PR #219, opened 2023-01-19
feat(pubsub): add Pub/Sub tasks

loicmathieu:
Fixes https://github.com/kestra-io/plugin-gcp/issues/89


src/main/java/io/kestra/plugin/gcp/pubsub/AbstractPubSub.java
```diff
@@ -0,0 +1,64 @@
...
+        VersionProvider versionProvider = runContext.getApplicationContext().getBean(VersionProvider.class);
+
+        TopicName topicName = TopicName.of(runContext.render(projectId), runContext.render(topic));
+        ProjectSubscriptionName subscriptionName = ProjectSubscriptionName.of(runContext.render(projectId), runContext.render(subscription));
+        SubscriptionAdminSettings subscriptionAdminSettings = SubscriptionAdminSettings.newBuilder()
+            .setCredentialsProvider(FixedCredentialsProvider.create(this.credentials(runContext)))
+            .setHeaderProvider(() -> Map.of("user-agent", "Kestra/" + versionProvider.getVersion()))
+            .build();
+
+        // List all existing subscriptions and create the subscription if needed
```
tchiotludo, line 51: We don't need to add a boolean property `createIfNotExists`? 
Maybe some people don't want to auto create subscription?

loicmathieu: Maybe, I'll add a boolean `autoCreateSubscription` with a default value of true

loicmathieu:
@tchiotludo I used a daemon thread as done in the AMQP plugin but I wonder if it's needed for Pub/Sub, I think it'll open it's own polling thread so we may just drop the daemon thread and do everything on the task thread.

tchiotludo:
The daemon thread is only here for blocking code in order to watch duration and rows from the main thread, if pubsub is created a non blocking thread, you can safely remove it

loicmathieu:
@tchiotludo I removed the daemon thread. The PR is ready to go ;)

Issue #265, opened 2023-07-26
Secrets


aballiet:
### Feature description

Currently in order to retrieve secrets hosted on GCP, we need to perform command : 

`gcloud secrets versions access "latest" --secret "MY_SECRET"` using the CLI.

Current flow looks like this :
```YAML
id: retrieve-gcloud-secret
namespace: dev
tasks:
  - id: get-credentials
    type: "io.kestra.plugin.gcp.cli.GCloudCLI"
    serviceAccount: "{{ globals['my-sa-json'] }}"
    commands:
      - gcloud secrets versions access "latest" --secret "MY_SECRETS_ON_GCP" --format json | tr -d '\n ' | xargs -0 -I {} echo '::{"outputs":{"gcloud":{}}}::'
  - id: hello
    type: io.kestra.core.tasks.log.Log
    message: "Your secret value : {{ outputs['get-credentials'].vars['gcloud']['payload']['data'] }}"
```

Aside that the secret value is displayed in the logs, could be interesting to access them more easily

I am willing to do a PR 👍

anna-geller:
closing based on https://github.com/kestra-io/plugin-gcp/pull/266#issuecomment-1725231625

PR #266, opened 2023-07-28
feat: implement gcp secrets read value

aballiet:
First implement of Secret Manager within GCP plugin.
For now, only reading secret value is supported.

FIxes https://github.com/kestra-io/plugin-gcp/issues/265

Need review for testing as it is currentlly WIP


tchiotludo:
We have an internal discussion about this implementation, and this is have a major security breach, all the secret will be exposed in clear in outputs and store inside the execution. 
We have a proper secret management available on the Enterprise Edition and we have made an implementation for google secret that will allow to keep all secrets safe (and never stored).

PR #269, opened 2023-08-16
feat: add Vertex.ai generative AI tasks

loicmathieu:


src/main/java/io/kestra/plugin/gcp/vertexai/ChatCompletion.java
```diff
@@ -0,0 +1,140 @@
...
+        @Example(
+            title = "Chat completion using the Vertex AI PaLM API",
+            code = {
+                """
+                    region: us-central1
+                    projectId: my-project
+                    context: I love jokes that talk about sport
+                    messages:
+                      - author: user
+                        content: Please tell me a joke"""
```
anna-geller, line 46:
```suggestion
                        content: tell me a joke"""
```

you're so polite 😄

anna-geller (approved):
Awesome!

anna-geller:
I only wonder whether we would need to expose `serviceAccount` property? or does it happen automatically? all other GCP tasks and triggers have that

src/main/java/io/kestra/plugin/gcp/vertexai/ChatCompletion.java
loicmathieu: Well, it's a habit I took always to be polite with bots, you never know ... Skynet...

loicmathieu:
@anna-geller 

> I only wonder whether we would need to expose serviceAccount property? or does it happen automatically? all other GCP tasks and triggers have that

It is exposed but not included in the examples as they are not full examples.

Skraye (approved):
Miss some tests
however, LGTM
● ● ● ●
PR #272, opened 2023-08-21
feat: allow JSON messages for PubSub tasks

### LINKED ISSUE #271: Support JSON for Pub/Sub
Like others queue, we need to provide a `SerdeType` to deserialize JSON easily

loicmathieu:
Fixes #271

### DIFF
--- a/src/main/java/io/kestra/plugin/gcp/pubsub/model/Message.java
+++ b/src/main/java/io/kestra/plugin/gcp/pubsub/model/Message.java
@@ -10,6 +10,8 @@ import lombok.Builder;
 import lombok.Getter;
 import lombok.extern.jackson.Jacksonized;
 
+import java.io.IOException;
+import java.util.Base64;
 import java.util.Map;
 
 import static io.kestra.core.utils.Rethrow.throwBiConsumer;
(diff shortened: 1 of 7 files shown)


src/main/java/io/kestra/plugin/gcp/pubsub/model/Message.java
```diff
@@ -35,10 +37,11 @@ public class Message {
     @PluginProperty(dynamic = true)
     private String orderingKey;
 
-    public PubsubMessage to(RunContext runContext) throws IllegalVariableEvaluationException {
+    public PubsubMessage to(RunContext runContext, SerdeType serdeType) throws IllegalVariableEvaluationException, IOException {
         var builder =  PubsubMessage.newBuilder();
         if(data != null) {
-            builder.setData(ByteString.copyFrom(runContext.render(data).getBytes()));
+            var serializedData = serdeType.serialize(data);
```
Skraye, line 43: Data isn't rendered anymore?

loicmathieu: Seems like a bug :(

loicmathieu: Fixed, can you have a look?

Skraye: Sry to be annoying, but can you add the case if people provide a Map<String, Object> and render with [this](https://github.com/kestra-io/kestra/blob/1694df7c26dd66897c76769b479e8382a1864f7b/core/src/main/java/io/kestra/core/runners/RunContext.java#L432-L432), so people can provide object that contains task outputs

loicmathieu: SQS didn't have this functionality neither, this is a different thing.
● ● ● ●
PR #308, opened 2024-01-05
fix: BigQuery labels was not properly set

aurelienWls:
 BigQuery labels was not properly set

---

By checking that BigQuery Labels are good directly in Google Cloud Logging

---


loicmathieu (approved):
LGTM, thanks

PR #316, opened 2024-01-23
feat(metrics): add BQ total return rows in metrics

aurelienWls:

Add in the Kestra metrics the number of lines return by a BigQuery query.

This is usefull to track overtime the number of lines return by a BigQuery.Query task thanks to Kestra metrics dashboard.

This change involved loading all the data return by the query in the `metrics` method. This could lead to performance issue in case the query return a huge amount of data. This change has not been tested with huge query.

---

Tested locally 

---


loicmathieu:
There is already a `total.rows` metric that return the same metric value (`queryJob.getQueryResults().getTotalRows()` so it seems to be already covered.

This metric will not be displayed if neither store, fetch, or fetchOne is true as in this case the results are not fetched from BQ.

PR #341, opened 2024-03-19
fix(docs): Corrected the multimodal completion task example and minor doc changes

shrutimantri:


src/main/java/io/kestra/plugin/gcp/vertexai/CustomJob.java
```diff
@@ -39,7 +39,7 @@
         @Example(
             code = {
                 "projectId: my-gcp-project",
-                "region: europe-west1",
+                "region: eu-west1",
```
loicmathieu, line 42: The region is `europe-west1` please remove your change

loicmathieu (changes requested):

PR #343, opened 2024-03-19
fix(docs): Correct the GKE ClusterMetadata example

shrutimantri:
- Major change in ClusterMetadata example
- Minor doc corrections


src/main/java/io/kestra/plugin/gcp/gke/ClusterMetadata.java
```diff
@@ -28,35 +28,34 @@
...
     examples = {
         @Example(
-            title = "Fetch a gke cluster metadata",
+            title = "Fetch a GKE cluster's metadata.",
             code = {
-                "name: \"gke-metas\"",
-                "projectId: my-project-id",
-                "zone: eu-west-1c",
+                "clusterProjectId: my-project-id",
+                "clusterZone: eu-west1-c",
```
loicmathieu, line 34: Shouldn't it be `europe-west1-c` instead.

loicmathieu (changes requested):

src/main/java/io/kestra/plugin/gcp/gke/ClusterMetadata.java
● ● ● ●
**WHAT YOU NEED TO DO**
State how many lines in the listing above contain the word "latest", giving only the number.

**EXERCISE RESULT**
2